(Beginning of MATERIAL PROVIDED)

PR #430, opened 2026-05-12
refactor: replace expect(1) attach smoke with a Go PTY helper

### LINKED ISSUE #428: dev-init: replace expect(1) attach smoke with a Go PTY helper
## Context

`scripts/dev-init.sh` requires `expect(1)` as a runtime prerequisite — the script `exit 1`s with an install hint if it's not on PATH (lines 186-189). `expect` is a non-obvious apt/rpm package that most Go contributors don't have installed by default, so the contributor's first run of `make dev-init` after a fresh clone fails several minutes in with a confusing prereq error.

`expect` is used in exactly one place: the final `kuke attach` smoke test (`scripts/dev-init.sh:182-207`). It allocates a PTY (because `pkg/attach` refuses to run without a TTY), sleeps 2s for the raw-mode keyboard filter to wire up, sends `\x1d\x1d` (Ctrl+] Ctrl+]) to trigger detach, and enforces a 20s timeout. Bash alone can't do any of that, so something must drive the PTY — but `github.com/creack/pty v1.1.24` is already a direct dependency (`go.mod`), so a small Go helper can replace the Tcl block with no new toolchain footprint.

## Proposal

Add `hack/attach-smoke/main.go` (or similar — final path is dev's call) that:
- Allocates a PTY via `github.com/creack/pty`.
- Spawns `sudo ./kuke attach <cell> --realm ... --space ... --stack ... --container ...` connected to that PTY, with cell coordinates passed as flags or args.
- Waits 2s, then writes `\x1d\x1d` to the master side.
- Waits for the child to exit, with a 20s overall deadline; exits non-zero on timeout or non-zero child exit.
- Logs the child's combined output to a path passed via flag (matches today's `ATTACH_LOG` behavior).

Update `scripts/dev-init.sh:182-207` to invoke the helper instead of `expect`. Remove the `command -v expect` prereq check.

## Acceptance criteria

- [ ] New Go helper exists under `hack/` (or wherever dev decides) and is invoked by `scripts/dev-init.sh` in place of the current `expect <<EOF ... EOF` block.
- [ ] `expect` is no longer mentioned in `scripts/dev-init.sh` (no prereq check, no install hint).
- [ ] `make dev-init` runs end-to-end on a host without `expect` installed and produces the same daemon-parity tail + clean attach exit.
- [ ] The detach sequence, 2s wire-up sleep, and 20s overall timeout match today's behavior (regression-equivalent).

## Notes

- Existing dependency that makes this cheap: `github.com/creack/pty v1.1.24` in `go.mod`.
- The detach sequence and timeout values come from `scripts/dev-init.sh:193-200`; the raw-mode filter wire-up window is the same 2s the current script uses.

eminwux:
## Summary

- `scripts/dev-init.sh` required `expect(1)` solely to drive the final `kuke attach` smoke; an unobvious prereq that fails contributor first-runs several minutes in. `github.com/creack/pty` is already a direct dependency, so a small Go helper replaces the Tcl block with no new toolchain footprint.
- New `hack/attach-smoke/main.go` allocates a PTY, spawns an arbitrary command attached to it, waits a configurable connect-grace, sends sbsh's `\x1d\x1d` detach sequence, enforces an overall deadline, and writes the child's transcript to `--log`. Defaults (`2s` connect-grace, `20s` exit-timeout) match the prior expect block. Detach sequence is hardcoded to match the e2e suite's `sbshDetachSequence`.
- Helper is invoked via `go run ./hack/attach-smoke` so no extra make target / build artifact is needed; the `kuke` build path stays untouched.

## Test plan

- [x] `go vet ./...` — clean
- [x] `make test` — full unit suite green (includes the new `hack/attach-smoke` module; `[no test files]`, builds clean)
- [x] Helper self-tests — verified exit-code propagation (`exit 42` → rc 42), timeout path (sleep 5 with 3s deadline → "child did not exit within 3s"), and detach-sequence write (`^]^]` present in transcript)
- [x] `make dev-init` — full re-bootstrap green on a host without `expect` installed; daemon-parity tail matches CLAUDE.md, attach smoke prints `kuke attach exited cleanly (...)`

Closes #428

### DIFF
--- a/hack/attach-smoke/main.go
+++ b/hack/attach-smoke/main.go
@@ -1,0 +1,142 @@
+// Copyright 2025 Emiliano Spinella (eminwux)
+//
+// Licensed under the Apache License, Version 2.0 (the "License");
+// you may not use this file except in compliance with the License.
+// You may obtain a copy of the License at
+//
+//     http://www.apache.org/licenses/LICENSE-2.0
+//
+// Unless required by applicable law or agreed to in writing, software
+// distributed under the License is distributed on an "AS IS" BASIS,
+// WITHOUT WARRANTIES OR CONDITIONS OF ANY KIND, either express or implied.
+// See the License for the specific language governing permissions and
+// limitations under the License.
+//
+// SPDX-License-Identifier: Apache-2.0
+
+// attach-smoke drives an interactive subprocess attached to a freshly
+// allocated pseudoterminal, then sends sbsh's Ctrl+] Ctrl+] detach
+// sequence and waits for the child to exit. It exists so scripts/dev-init.sh
+// can smoke-test `kuke attach` without an expect(1) prereq; the helper
+// reuses github.com/creack/pty (already a direct dependency).
+//
+// Behaviour mirrors the prior expect block:
+//   - allocate a PTY and spawn the child connected to it
+//   - sleep --connect-grace (default 2s) so the pkg/attach raw-mode
+//     keyboard filter wires up before keystrokes arrive
+//   - write 0x1d 0x1d (Ctrl+] Ctrl+]) to the PTY master
+//   - wait up to --exit-timeout (default 20s) for the child to exit
+//   - exit non-zero on timeout or non-zero child exit; the child's
+//     transcript is always captured to --log
+package main
+
+import (
+	"errors"
+	"flag"
+	"fmt"
+	"io"
+	"os"
+	"os/exec"
+	"time"
+
+	"github.com/creack/pty"
+)
+
+// detachSequence is the keystroke pair the sbsh client filter recognises
+// as a request to detach (Ctrl+] Ctrl+], adjacent). It matches the
+// constant the e2e suite uses; see e2e/e2e_kuke_attach_test.go.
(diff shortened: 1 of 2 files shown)


eminwux:
**PR #430 Review — `refactor: replace expect(1) attach smoke with a Go PTY helper`**

Clean swap of an `expect(1)` prereq for a small Go helper using an existing direct dep (`github.com/creack/pty`). Behaviour parity verified: detach sequence `{0x1d, 0x1d}` matches `e2e/e2e_kuke_attach_test.go:35`, defaults (2s grace, 20s deadline) mirror the prior expect block, shell invocation in `scripts/dev-init.sh` is a mechanical substitution. Goroutine choreography in the select loop is correct — `detach = nil` after first fire prevents re-arm, both timeout and exit paths properly drain `waitDone`/`copyDone` before returning, deferred closes are idempotent. Apache+SPDX header present per project convention; no error sentinels added (none reusable here). Test plan ticks `make dev-init` end-to-end including the daemon-parity tail per CLAUDE.md. Single commit, signature verified. No correctness, secret-leak, dead-code, or convention concerns.

LGTM.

(End of MATERIAL PROVIDED)

• **WORK REQUEST**
Which lines of the data include the string "this"? Copy each of them.

• **SOLUTION BELOW**
- Existing dependency that makes this cheap: `github.com/creack/pty v1.1.24` in `go.mod`.
+// you may not use this file except in compliance with the License.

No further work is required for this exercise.